F. G. : « Oui avec le contexte géopolitique pour les entreprises en lien avec la Russie ou l’Ukraine. Et bien sûr toujours l’actualité des rançongiciels avec des attaques sans objectifs précis mais qui procèdent par envoi massif de liens. Si l’on clique dessus, un logiciel malveillant s’installera dans le système informatique de l’entreprise pour y crypter les données accessibles ensuite contre une rançon. »

LVE : Quels sont les risques ?

F. G. : « De ne pas récupérer les données si l’on paye mais aussi un risque juridique car on ne connaît pas la destination de l’argent qui peut financer le crime organisé ou le terrorisme. »

LVE : À quelles sanctions s’expose une entreprise qui n’a pas assez protégé les données personnelles de ses clients ?

F. G. : « A deux types de sanctions dont l’une peut s’élever à plusieurs millions d’euros et jusqu’à 4 % de son chiffre d’affaires. Cela concerne davantage les données personnelles et c’est une compétence de la CNIL. Il y a aussi le risque des contentieux entre entreprises. Ainsi un donneur d’ordre peut poursuivre en justice l’un de ses sous-traitants qui n’a pas mis en place des mesures de sécurité et demander l’indemnisation du préjudice si, par exemple, des données ont fuité. »

LVE : La législation s’est-elle adaptée à l’évolution des questions de cyber sécurité ?

F. G. : « La législation française s’appuie sur la loi Godfrain du 5 janvier 1988 traitant des atteintes aux systèmes de traitement automatisé de données. Ce socle fonctionnant très bien a été actualisé. Par la suite la législation s’est axée sur la protection des données de tiers avec notamment le RGPD. Aujourd’hui sont poursuivis les délits les plus importants car le ministère de la justice n’a pas les moyens de poursuivre l’ensemble des infractions mais il y a quand même des hackers en prison. »

« Les Jeux olympiques, en raison de leur portée médiatique mondiale, risquent d’attirer des acteurs cyber malveillants cherchant visibilité, revendications, atteinte à l’image ou gains financiers »

LVE : On imagine souvent les hackers agir depuis des pays où la coopération internationale de la justice sera inefficace mais sont-ils aussi en France ?

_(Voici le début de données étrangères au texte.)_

PR #274, opened 2017-02-18
10.0 account financial report qweb fix import

yelizariev:
Applies https://github.com/OCA/account-financial-reporting/pull/229 to 10.0

PR #242, opened 2016-10-14
OCA reports XLSX: Better override to define workbook creation options

jcoux:
Little modification to fix this issue:
https://github.com/OCA/account-financial-reporting/issues/241

Depends of PR:
https://github.com/OCA/reporting-engine/pull/77

This PR contains a revert of https://github.com/OCA/account-financial-reporting/pull/229 which is useless now.

PR #276, opened 2017-02-20
OCA reports XLSX: Better override to define workbook creation options

yelizariev:
applies #242 to 10.0

I have no idea does it work, but it shall fix import issue. If it breaks system someway, consider to merge #274 for a while to prevent import error for ones who has account-financial-reporting in addons path, but don't use ``account_financial_report_qweb`` module


sbidoul:
@yelizariev thanks!

Looks good, as soon as https://github.com/OCA/reporting-engine/pull/98 is merged.

pedrobaeza (approved):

F. G. : « Oui car il est assez facile de se dissimuler derrière un VPN, un réseau privé virtuel, pour être localisé dans un autre pays. Les hackers peuvent trouver des rançongiciels sur le dark web et certains s’improvisent pirates sans réellement maîtriser la technologie qu’ils utilisent. Cela diminue encore plus les chances de récupérer ses données en cas de cryptage par ces rançongiciels. »

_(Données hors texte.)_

PR #284, opened 2017-03-16
[FIX] account_tax_balance: tax from bank statements is not reported

StefanRijnhart:


StefanRijnhart:
When I assign an (inclusive) tax to a bank statement during reconciliation, the tax is not reported by account_tax_balance because all moves that include a line on a liquidity account are ignored by design.

It seems to me that this can be easily fixed by including all moves in the 'regular' computed fields except for 'refund' type moves.

@eLBati what do you think? Any reason that you excluded these move types in the first place?

astirpe:
For the Dutch Vat Statement reports (eg.: module `l10n_nl_tax_declaration_reporting`) we definitely need this fix. Thanks @StefanRijnhart !

In case the authors of this module do not agree on this fix, there is no problem: the module `l10n_nl_tax_declaration_reporting`, or whatever module inherits this one, could extend method `def get_target_type_list()` and fix it properly to retrieve the needed data.

For me is a :+1: to have this

jvOrsouw:
I'm trying out this module. I agree with removing the constraint on 'internal type = payable , receivable'. It gives an accurate presentation of the taxes posted in the system. 

👍

eLBati (approved):
I am OK with this.

I would like to know what @antespi thinks, as he introduced ```get_target_type_list``` at https://github.com/OCA/account-financial-reporting/commit/cfb0b1322f3dc8b258785261002e5f6b79179606

StefanRijnhart:
@elBati thanks for the clarification. It is a regression due to the redesign then.

pedrobaeza (changes requested):
OK, seems correct also for us, but please change version number.

StefanRijnhart:
@pedrobaeza done

pedrobaeza (approved):

pedrobaeza:
Merged and cherry-pick for v9.

pedrobaeza:
Although the PR doesn't have problems, when merging it test have failed: https://travis-ci.org/OCA/account-financial-reporting/jobs/212446472

StefanRijnhart:
@pedrobaeza So in 9.0, the tax line is still created automatically https://github.com/OCA/account-financial-reporting/pull/286

StefanRijnhart:
Indeed, the default behaviour of applying taxes was changed from 9.0 to 10.0: https://github.com/odoo/odoo/commit/89cbef8540ab0#diff-dd671a54296b170ea1393dca1a5f7798L995

PR #286, opened 2017-03-18
[FIX] tests (tax line is created automatically)

StefanRijnhart:


pedrobaeza (approved):
Thanks for the follow-up. I fast-track it.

LVE : La cyber menace comprend-elle la divulgation de faux avis ou de fausses informations ?

F. G. : « Clairement oui et l’intelligence artificielle décuple les capacités de nuisance car elle permet de générer des quantités de texte publiables facilement. Il est également recommandé aux entreprises de faire de la veille en termes de renseignements d’origines sources ouvertes afin de rechercher des données grises accessibles facilement mais légalement confidentielles à la différence des données blanches qui sont publiques. »

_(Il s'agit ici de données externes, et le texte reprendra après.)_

Issue #292, opened 2017-03-24
[9.0][10.0] account_tax_balance performance


sbidoul:
I notice account_tax_balance is very slow even when there are few account moves.

A little bit of sql tracing show it repeats this pattern for each tax:
* select all move lines for that tax
* perform additional filtering on move lines

```sql
SELECT "account_move_line_id" FROM "account_move_line_account_tax_rel" WHERE "account_tax_id" IN (383);

SELECT "account_move_line".id FROM "account_move" as "account_move_line__move_id","account_move_line" 
WHERE ("account_move_line"."move_id"="account_move_line__move_id"."id") 
AND (((((("account_move_line"."date" <= '2017-12-31')  
AND  ("account_move_line"."date" >= '2017-01-01'))  
AND  ("account_move_line"."company_id" = 1))  AND  ("account_move_line__move_id"."state" in ('posted')))  
AND  ("account_move_line"."id" in (1,2,3,4,5,6,7,8,9,10,11,12,13,15,16,17,18,19,21,22,23,24,25,26,27,29,30,31,42,43,44,45,46,47,48,60,62,63,64,65,67,68,69,70,71,72,73,74,75,76,77,78,79,80,81,82,83,84,85,86,87,89,90,91,93,94,95,97,98,107,108,109,110,11
1,112,113,115,116,118,119,120,121,122,123,124,129,130,137,138,139,140,141,143,144,145,146,147,149,150,151,152,153,154,155,157,158,159,160,162,163,165,166,167,168,169,170,172,173,175,176,177,178,179,180,181,182,183,184,185,186,187,189,190,191,193,194,195,196,197,198,199,200,201,202,203,204,205,206,207,208,209,210,211,212,213,215,216,217,218,219,220,221,22
2,223,224,225,226,227,228,229,230,231,232,233,234,235)))  
AND  ("account_move_line__move_id"."move_type" in ('receivable_refund','payable_refund'))) 
ORDER BY "account_move_line"."date" DESC,"account_move_line"."id" DESC,
```

I guess it's due to the many2many relation between move lines and taxes which is not optimizable with auto-join.

sbidoul:
@eLBati do you see the same problem? Any idea on how to optimize this?

sbidoul:
And this query pattern is repeated for each tax (we have ~400 in Luxemburg...).

sbidoul:
[...]

PR #293, opened 2017-03-24
[9.0] account_tax_balance performance

sbidoul:
Let the database do some computations.

### DIFF
--- a/account_tax_balance/models/account_tax.py
+++ b/account_tax_balance/models/account_tax.py
@@ -3,8 +3,7 @@
 # © 2016 Antonio Espinosa <antonio.espinosa@tecnativa.com>
 # License AGPL-3.0 or later (http://www.gnu.org/licenses/agpl).
 
-from openerp import models, fields, api
-from openerp.tools.safe_eval import safe_eval
+from openerp import models, fields, api, _
 
 
 class AccountTax(models.Model):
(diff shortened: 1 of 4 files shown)


sbidoul:
This is a slight improvement, but it does not solve the main cause described in #292 .

account_tax_balance/models/account_tax.py
```diff
@@ -152,16 +153,15 @@ def get_move_lines_domain(self, tax_or_base='tax', move_type=None):
...
     def get_lines_action(self, tax_or_base='tax', move_type=None):
-        move_lines = self.get_move_lines_domain(
+        domain = self.get_move_lines_domain(
             tax_or_base=tax_or_base, move_type=move_type)
-        move_line_ids = [l.id for l in move_lines]
         action = self.env.ref('account.action_account_moves_all_tree')
         vals = action.read()[0]
         vals['context'] = {}
-        vals['domain'] = [('id', 'in', move_line_ids)]
+        vals['domain'] = domain
```
pedrobaeza, line 178: Here it's better to precompute the domain and past again only IDs for avoiding a recomputing each time you filter on this list.

sbidoul: @pedrobaeza even when you potentially have millions of ids?

pedrobaeza: Uhm, not sure now that you put me that example... What is your experience with this?

sbidoul: I'm quite sure it's better to put the domain in the action, otherwise you move around millions of ids and you kill the browser and the database.

pedrobaeza: OK, go ahead then. Thanks for the info. Check Travis status, which is red.

sbidoul: But you need an efficient domain too, which is not the case as explained in #292

pedrobaeza: I'll check it next week to see if something comes to my mind

sbidoul: Thanks Pedro, have a nice week-end. Travis should be green now.

account_tax_balance/models/account_tax.py
```diff
@@ -3,66 +3,28 @@
...
+from openerp import models, fields, api, _
 
 
 class AccountTax(models.Model):
     _inherit = 'account.tax'
 
     balance = fields.Float(
-        string="Total Balance", compute="_compute_balance",
-        search='_search_balance')
+        string="Total Balance", compute="_compute_balance")
```
pedrobaeza: For better readability, instead of removing the comma and put the `)` in the same line, please just remove the `search=...` line and keep the other line. I'm converting also my style habits lately to this one to be more diff-friendly, although it takes more lines:
```
balance = fields.Float(
    string="Total Balance", compute="_compute_balance",
)
```

pedrobaeza (approved):
I have tried the PR on a real installation and get a slight improvement, so this is one is good to be merged.

Only a diff-friendly comment on my side.

About the effective domain, I haven't found any other suggestion, but I'm not having special problem with it on a couple of thousands records.

account_tax_balance/models/account_tax.py
sbidoul: style adapted

adrienpeiffer (approved):
:+1:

LVE : Quels autres risques font courir l’intelligence artificielle ?

F. G. : « Attention aux données qui vont être fournies à l’IA. Ainsi de nombreuses entreprises utilisent des logiciels comme ChatGPT pour les aider à rédiger des courriers sans savoir où leurs informations, peut-être confidentielles, vont ensuite partir. L’usage de l’IA en entreprise doit être encadré. »

LVE : Et quels avantages apportent l’IA ?

F. G. : « L’IA permet d’analyser par exemple les comportements de codes informatiques sur Internet. C’est technique mais cela permet d’éviter des cyber attaques car l’IA offre des capacités de compréhension et d’anticipation extrêmement fortes comparé aux contrôles humains. »

L’appli Lawxer en déploiement

Avec Serge Liatko en charge du développement informatique de l’application, François Gorriez développe la start-up Lawxer basée sur la Côte basque. Analysant des contrats pour vérifier leur conformité et leur respect de la stratégie de l’entreprise, l’appli contrôle aussi les exigences de cybersécurité avant de livrer un diagnostic appelé « juriscore ». Sélectionnée par l’incubateur du Barreau de Paris en début d’année, l’appli Lawxer a remporté le prix d’innovation du Barreau de Lyon en avril dernier. L’application commence à être déployée au sein de directions juridiques et financières d’entreprises.